Churches accuse South Africa's ANC of interfering
JOHANNESBURG (AP) - Leaders of churches representing tens of millions of South Africans on Tuesday accused the governing African National Congress of trying to co-opt and manipulate them, in a strongly worded statement reflecting two years of brewing tensions.
"Motshekga, back off from the church!" was the warning sent in a joint statement to Mathole Motshekga, parliamentary chief whip of the ANC and the head of the party's cultural and religious affairs desk.
Motshekga shrugged it off as "a storm in a teacup."
The one-time allies in the fight to end racist white rule in South Africa have drawn apart as church leaders have increasingly criticized corruption in the government and the ANC and their apparent inability to address failures in the national education and health systems. They have criticized growing inequality that has the poorest people worse off financially than they were under apartheid while a small black elite led by party officials gets fabulously wealthy.
The statement from leaders of the Catholic, Anglican, Protestant, Presbyterian, Episcopalian, Evangelical, Salvation Army, Baptist and traditional African churches accused Motshekga of sending four subordinates to "infiltrate" their closed meeting of the National Church Leaders' Consultation.
They said it was part of Motshekga's efforts "to muscle in on and manipulate church leadership structures."
"We are leaders in our own right and lead by Biblical mandate," the statement warned.
Motshekga, who is in Switzerland on parliament business, had his office put out a statement saying there was "an innocent mistake" and that his political adviser walked into the wrong meeting at a Johannesburg hotel.
"Dr. Motshekga respects the autonomy and the role of the church in the society and will never meddle in its affairs," the statement said.
But Roman Catholic Cardinal Wildrid Napier told The Associated Press that at least three officers from Motshekga's office slipped into the meeting and were rifling through papers before they were discovered.
"This is direct interference by a political party in the affairs of the church," he said.
It was a far cry from the days when South Africa's apartheid government called the South African National Council of Churches "the African National Congress at prayer."
The rift began in 2008, when the Council of Churches tried to mediate between then President Thabo Mbeki and current President Jacob Zuma, who helped oust Mbeki by forcing him to resign as ANC leader in 2008.
The ANC under Zuma accused the council of favoring Mbeki. The following year, Zuma supporter Pastor Ray McCauley of the Rhema Church led the formation of the National Interfaith Leaders' Council of about two dozen leaders of Christian churches and the Muslim community.
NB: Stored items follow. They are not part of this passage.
PR #2313, opened 2026-06-26
minds: fix the in-app bug-report and agent-assist get-help flows on the error/loading takeover screens

gnguralnick:
This branch hardens the in-app get-help / bug-report flow, which surfaces on the full-window "takeover" screens where the workspace content view is replaced (the error takeover, and the "Loading workspace" / recovery screens). It fixes three separate problems.

### Motivation

On the full-app error takeover (the screen users hit when the discovery pipeline goes to the terminal `blocked` state, where the backend is still up), clicking "Report a bug" did nothing. The button is wired to open the in-app `/help` report modal (`canUseBackendReport=true` -> `toggleHelp`), but it was unreachable for two layered reasons:

1. **Invisible:** the error-state window layout in `updateBundleBounds` collapsed every non-chrome view -- including `modalView` -- to `0x0`, so the modal opened with zero size.
2. **Unclickable:** once made visible, the takeover screen (`shell.html`) is a full-window `-webkit-app-region: drag` region (so the frameless window can be dragged by it). macOS unions drag regions across all stacked views, so the OS treated the overlaid modal's pixels as a draggable titlebar and swallowed every click -- the modal looked visible but nothing inside it responded.

### What changed

- `apps/minds/electron/view-layout.js` (new): the per-view bounds math is extracted from `updateBundleBounds` into a pure `computeBundleViewBounds` helper -- no `electron` imports, so it is unit-testable under plain node (mirrors the existing `startup-routing.js` pattern). The visibility fix lives here: in an error state with an open modal, the modal overlays the full window instead of collapsing to `0x0`. Gated on `isErrorState && modalVisible` (not `modalVisible` alone) so a quit -- which leaves `modalVisible` true while hiding the modal via `setVisible(false)` -- still collapses it.
- `apps/minds/electron/main.js`: `updateBundleBounds` now delegates to the helper. Behavior-preserving except the one intended fix.
- `apps/minds/electron/shell.html`: drops its window-drag region while a modal is open (a `body.modal-open { -webkit-app-region: no-drag }` rule toggled by a `modal-state-changed` listener), fixing the clickability bug. This mirrors how the normal chrome titlebar (`chrome.js`) already suppresses its drag region for the same reason; the `modal-state-changed` IPC is already broadcast to the chrome view by `openModal`/`closeModal`, and `main.js` replays the current state on `did-finish-load` so a modal open across a takeover-screen reload isn't missed.
- `apps/minds/test/unit/view-layout.test.js` (new): node unit tests covering the regime decisions (normal inset layout; error+modal -> overlay; error-without-modal -> collapsed; quitting-with-modalVisible -> collapsed; loading -> collapsed).

### Motivation

When the bug-report (`/help`) modal is opened over a "Loading workspace" screen, its textarea lost focus once per second and was impossible to type into. The text already entered stayed put (the modal view is never reloaded), but the focus kept getting cleared.

Root cause: the loading screen re-attempts the workspace by **full-reloading itself every second** -- the `mngr_forward` proxy loader via a `<meta http-equiv="refresh" content="1">`, and the workspace-recovery page's "restarting" state via `window.location.assign`. In Electron, a full reload of one `WebContentsView` steals OS focus from any sibling view layered over it (the report modal sits in a separate `modalView`), so the textarea was blurred on every tick. Electron has no per-`WebContentsView` focus-on-navigation / focusable control to opt out of this: https://github.com/electron/electron/issues/42578.

### What changed

- `libs/mngr_forward/imbue/mngr_forward/server.py`: the proxy loader no longer meta-refreshes. It polls its own URL in the background (`fetch`) and reloads only once the backend answers (status != 503). While waiting, the page -- and any focused overlay above it -- is untouched.
- `apps/minds/imbue/minds/desktop_client/templates.py`: the recovery page's `scheduleRefresh` (the "restarting" convergence loop) now polls in the background too, navigating only on a state change -- a healthy 302 (surfaced as an opaque redirect) or any non-"restarting" status. While the status stays "restarting" it just keeps the spinner up and polls again, no reload.
- `apps/minds/imbue/minds/desktop_client/app.py`: `_handle_recovery_page` sets a new `X-Recovery-Status` response header carrying the rendered status, so the background poll can cheaply tell "still restarting" from a state change without parsing HTML.
- As a side benefit, neither loader resets its spinner animation while waiting anymore.

### Motivation

The get-help modal offers a "have an agent help fix the problem" option that spawns an in-workspace `/assist` chat (via `mngr create` inside the workspace container, run through `mngr exec`). Three robustness gaps:

1. **Offered when it couldn't work:** the option was enabled whenever a workspace URL was showing -- including the "Loading workspace" / recovery screens, where the workspace backend is unreachable -- so the spawned chat couldn't be seen or used.
2. **Hung on old templates:** a workspace created from an FCT template predating the `/assist` skill would accept the `mngr create` but hang for the full send timeout on the unknown `/assist` command (an unknown slash command never submits a prompt, so no `UserPromptSubmit` hook fires), leaving a half-created chat behind.
3. **Dead spinner on failure:** on any failure the modal just kept spinning, with no way back.

### What changed

- **Health gate.** `_handle_help_page` (`app.py`) now reads an `assist` query param; the titlebar (`chrome.js`, via `main.js`/`preload.js`) only sets `?assist=1` when the displayed workspace's system-interface is healthy. On a loading/stuck workspace the agent-help option shows disabled ("Available once this workspace is responding") while a bug report stays scoped to that workspace. Threaded through `render_help_page` and `Help.jinja` (`assist_available`).
- **Skill probe before spawning.** New `apps/minds/imbue/minds/desktop_client/assist_chat.py` helpers (`check_assist_support` / `build_assist_support_probe_args`, `AssistSupport` enum): a quick `mngr exec` filesystem check for `.agents/skills/assist/SKILL.md` inside the container, using echoed present/absent sentinels to distinguish "reachable but old template" from "probe never ran (unreachable)". `_handle_help_assist` calls it before spawning and returns **409** (unsupported / old template) or **502** (unreachable) with a human-readable `error` message, instead of spawning a chat that could only hang.
- **Error screen instead of a stuck spinner.** On any failure (skill missing, workspace unreachable, or the create erroring), `Help.jinja` now swaps the modal to an error screen with the reason and a "Back to report" button.
- **Testability.** `create_desktop_client` / state now accept an injectable `mngr_caller` (`state.py`), so `_handle_help_assist` uses `state.mngr_caller or get_default_mngr_caller()`. Covered by `assist_chat_test.py` (new) and additions to `test_desktop_client.py`.

## Incidental

- `libs/mngr_claude/imbue/mngr_claude/plugin_test.py`: gave `test_provision_preserves_existing_remote_project_config` the same 30s pytest-timeout its sibling already carries (it drives the real local `claude --version` subprocess check, which can exceed the default 10s under CI load and was flaking).

## Test plan

- [x] `node --test apps/minds/test/unit/view-layout.test.js` -- passes locally.
- [x] `node --check` on the proxy-loader and recovery-page poll scripts -- syntax OK.
- New/updated automated coverage: `apps/minds/.../assist_chat_test.py`, additions to `apps/minds/.../test_desktop_client.py` (assist route + `X-Recovery-Status` header), `libs/mngr_forward/.../server_test.py`, `apps/minds/.../templates_test.py`. Authoritative full-suite run is via CI.
- [x] Real-app verification of Fix 1: opened the app, killed `mngr forward` to reach the takeover, clicked "Report a bug" -> modal opens, is visible, and its interior is clickable / submittable.
- [ ] Real-app verification of Fix 2 (typing into the report form over a live loading/recovery screen) -- recommended before merge, since Electron focus behavior can't be confirmed by unit tests alone.
- [ ] Real-app verification of Fix 3 (agent-help disabled over a loading workspace; 409/502 error screen on an old-template / unreachable workspace) -- recommended before merge.
- [ ] Full suite green via CI.


libs/mngr_forward/imbue/mngr_forward/server.py
```diff
@@ -450,11 +450,44 @@ def _emit_backend_failure(
...
+              }
+            }, function () {
+              setTimeout(poll, INTERVAL_MS);
+            });
+        }
+        setTimeout(poll, INTERVAL_MS);
+      })();
+    </script>
+"""
+_SERVICE_UNAVAILABLE_HTML = render_loading_page(body_extra=_LOADING_POLL_SCRIPT)
```
gnguralnick, line 490: this is definitely increasing the complexity of this page. but electron auto-steals focus when webcontentviews refresh (in a non-blockable way) so i think it's needed to fix the issue people were having.

apps/minds/imbue/minds/desktop_client/assist_chat.py
```diff
@@ -28,6 +29,75 @@
...
+    workspace missing the skill from a probe that never ran (host unreachable).
+    """
+    check = (
+        f"if [ -f {shlex.quote(_ASSIST_SKILL_PATH)} ]; "
+        f"then echo {_ASSIST_PRESENT_SENTINEL}; else echo {_ASSIST_ABSENT_SENTINEL}; fi"
+    )
+    return ["exec", "--agent", str(workspace_agent_id), check]
+
+
+def check_assist_support(mngr_caller: MngrCaller, workspace_agent_id: AgentId) -> AssistSupport:
```
gnguralnick, line 78: claude code rejects slash-command messages for skills whose files are missing, so without this if you use this feature on an old workspace it'll just spin and load until the message send times out. the other options here are:
- don't use a slash command - have the message be "use the /assist skill. then address: ..."
- update mngr message to treat read the TUI failure text ("Unknown command: /assist") and treat it as a message send failure

happy to do that mngr change now (instead of this probe) or as a follow-up

joshalbrecht: I'm ok with your current approach for this!

libs/mngr_forward/imbue/mngr_forward/server.py
joshalbrecht: I'm ok with this as well

joshalbrecht:
lgtm

feel free to merge once you've fixed the conflict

It was seen as a competitor to the Council of Churches. And McCauley drew more criticism when he hosted Zuma at his church during the 2009 election campaign and denied other parties that opportunity.
Napier said Tuesday, "I think they are assuming that because we opposed apartheid together that we accept everything that the ANC stands for today, and I must say that in its present manifestation, the ANC is a very different animal from the one we worked for in the struggle and also in the transition."